**How to complete this task**
Where does the word "used" appear in the entries below? Copy each line that holds it.

**Materials provided**
++++++++
PR #1629, opened 2024-11-28
[GTK4] Migrate deprecated ColorChooser to ColorDialog

ptziegler:
The Color Chooser has been moved to the GTK3 class and all references inside the GTK4 blocks have been updated to use the new API.

Note that the GTK4 API doesn't provide the means to set a custom palette, meaning that the colors specified with setRGBS(RGB[]) are effectively ignored.


ptziegler:
GTK3:

ColorDialog_gtk3

GTK4:

ColorDialog_gtk4

bundles/org.eclipse.swt/Eclipse SWT/gtk/org/eclipse/swt/widgets/ColorDialog.java
```diff
@@ -141,34 +158,46 @@ public RGB open () {
...
-				rgba.blue = (double) rgbS.blue / 255;
-				OS.memmove (gdkRGBAS + i * GdkRGBA.sizeof, rgba, GdkRGBA.sizeof);
-			}
+
+	if (GTK.GTK4) {
+		// TODO The ColorDialog API doesn't support setting a custom palette
+		// See https://gitlab.gnome.org/GNOME/gtk/-/issues/5936
+		// > The new GtkColorDialog api doesn't have this feature atm. We might
+		// > want to bring it back, but judging from application use of color
+		// > choosers, setting custom palettes is not very popular.
```
ptziegler, line 167: This is probably really bad. But as mentioned in the linked issue, as well as the [documentation](https://docs.gtk.org/gtk4/class.ColorDialog.html), there is simply no way to customize the palette.

Meaning this is probably something that would first have to be implemented, but I don't think my GTK knowledge is sufficient to do so. :/

akurtakov: I think we should merge this one as there is not much to be done from SWT side.

akurtakov:
Would you please rebase on master and remove the draft if you agree that it's time to get this one in.

bundles/org.eclipse.swt/Eclipse SWT/gtk/org/eclipse/swt/widgets/ColorDialog.java
```diff
@@ -131,7 +131,24 @@ public RGB[] getRGBs() {
...
+	if (handle == 0) error (SWT.ERROR_NO_HANDLES);
+	if (GTK.GTK4) {
+		// TODO The color dialog isn't opened a non-modal window. However, the
+		// "same" API is used for e.g. the Font Dialog, where everything works.
+		// So this looks like a bug within GTK...
+		// Error:
+		// g_object_new_valist: invalid object type 'SwtFixed' for value type 'GtkWindow'
+		// GtkDialog mapped without a transient parent. This is discouraged.
+		GTK4.gtk_color_dialog_set_modal(handle, true);
+		GTK4.gtk_color_dialog_set_title(handle, buffer);
```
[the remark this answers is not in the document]
ptziegler: Fixed. I was simply using the wrong parent handle.

bundles/org.eclipse.swt/Eclipse SWT/gtk/org/eclipse/swt/widgets/ColorDialog.java
ptziegler: Sounds good to me. I fear that contributing the palette customization directly to GTK is beyond my capabilities, so the current state has to suffice for now.

ptziegler:
> Would you please rebase on master and remove the draft if you agree that it's time to get this one in.

I only wanted to revisit the issue with the modal dialog but that has now been fixed. I don't see any (additional) warnings when trying out the snippets so I think this is done for now.

akurtakov:
There is one fundamental problem - the gtk_color_dialog calls are guarded with if( GTK4) blocks but they are introduced in gtk 4.10 so these symbols will simply fail to load (hard crash) if swt is run on gtk 4.0-4.8. 
I believe the ColorChooser API should stay in GTK class and be used till gtk 4.8. The ColorDialog API should be guarded using `if (GTK.GTK_VERSION >= OS.VERSION(4, 10, 0)) blocks`.

akurtakov:
Now I realize I missed the same problem in https://github.com/eclipse-platform/eclipse.platform.swt/pull/1583 so we will have to redo it too.

ptziegler:
> Now I realize I missed the same problem in #1583 so we will have to redo it too.

I was just about to ask about the Font/Dialog chooser. I can have a look at it over the weekend.

ptziegler:
I've also updated this PR to guard the ColorDialog API behind a "GTK 4.10" check. This should avoid the crash with older GTK4 versions.

akurtakov:
This one is good to go.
++++++++
**Result of the task**
+		// "same" API is used for e.g. the Font Dialog, where everything works.
I believe the ColorChooser API should stay in GTK class and be used till gtk 4.8. The ColorDialog API should be guarded using `if (GTK.GTK_VERSION >= OS.VERSION(4, 10, 0)) blocks`.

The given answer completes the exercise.